Given $\epsilon > 0$ , $K(\epsilon) \ge 2$ , and $c > 0$ , such that if $q > K$ and for every $d \mid q$ with $\chi$ a primitive character $\pmod d$ we have if $L(s, \chi) \ne 0$ , for $Re(s) > 1 - \frac{1}{(\log q)^{3/4}}$ and $|t| \le \exp(\epsilon \left(\log q \right)^{3/4})$ , then, for any $a$ with $\gcd(a,q) = 1$ , we have $\pi(x;q,a) \ge \frac{cx}{\varphi(q)\log x}$ whenever $q < x^{0.472}$ . This is Theorem 2 of Harman's paper (which I have attached to this post).

Then does this mean that the nontrivial zeros of $L(s,\chi)$ lie on the line $Re(s) = \frac{1}{(\log q)^{3/4}}$ ?
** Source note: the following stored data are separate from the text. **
PR #466, opened 2021-04-12
Use ISO-8601 timestamp for snapshots

### LINKED ISSUE #465: The timestamp format is non-standard, but could be
Using the current timestamp format incurs a cost for everybody, since it isn't a standard and trivially readable format. Might I propose changing the format to something more standard? For example, ISO8601 supports:

* `%Y-%m-%dT%H:%M:%SZ`
*  `%Y-%m-%dT%H%M%SZ`

both of which should be no trouble for ZFS.

grahamc:
Close #465

### DIFF
--- a/daemon/snapper/snapper.go
+++ b/daemon/snapper/snapper.go
@@ -250,7 +250,7 @@ func snapshot(a args, u updater) state {
 	anyFsHadErr := false
 	// TODO channel programs -> allow a little jitter?
 	for fs, progress := range plan {
-		suffix := time.Now().In(time.UTC).Format("20060102_150405_000")
+		suffix := time.Now().In(time.UTC).Format("2006-01-02T150405.000Z")
 		snapname := fmt.Sprintf("%s%s", a.prefix, suffix)
 
 		ctx := logging.WithInjectedField(a.ctx, "fs", fs.ToString())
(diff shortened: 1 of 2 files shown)


grahamc:
I am not sure that the failing test is due to this PR...

grahamc:
I just fixup'd the format to use a colon free format thanks to @debliski's point in the issue.

problame:
Let's wait a little longer and see whether there's any more discussion in #465

problame:
Regardless, this change should also be documented in `changelog.rst`

problame:
Sorry for taking so long to get back to this. 

So, apart from

- [ ] `changelog.rst` note

the problem is that there might be [Samba server configs](https://www.samba.org/samba/docs/current/man-html/vfs_shadow_copy2.8.html) out there that rely on the current date format for the shadow copies feature (search for `shadow:format = format specification for snapshot names` on that site).
As far as I can tell, you can't have multiple formats simultaneously => those users are stuck with the old format, or lose access to old snapshots.
How do we address this?

problame:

R.D. Silverman · 2011-02-23, 22:15

Quote:

Originally Posted by intrigued

Given $\epsilon > 0$ , $K(\epsilon) \ge 2$ , and $c > 0$ , such that if $q > K$ and for every $d \mid q$ with $\chi$ a primitive character $\pmod d$ we have if $L(s, \chi) \ne 0$ , for $Re(s) > 1 - \frac{1}{(\log q)^{3/4}}$ and $|t| \le \exp(\epsilon \left(\log q \right)^{3/4})$ , then, for any $a$ with $\gcd(a,q) = 1$ , we have $\pi(x;q,a) \ge \frac{cx}{\varphi(q)\log x}$ whenever $q < x^{0.472}$ . This is Theorem 2 of Harman's paper (which I have attached to this post).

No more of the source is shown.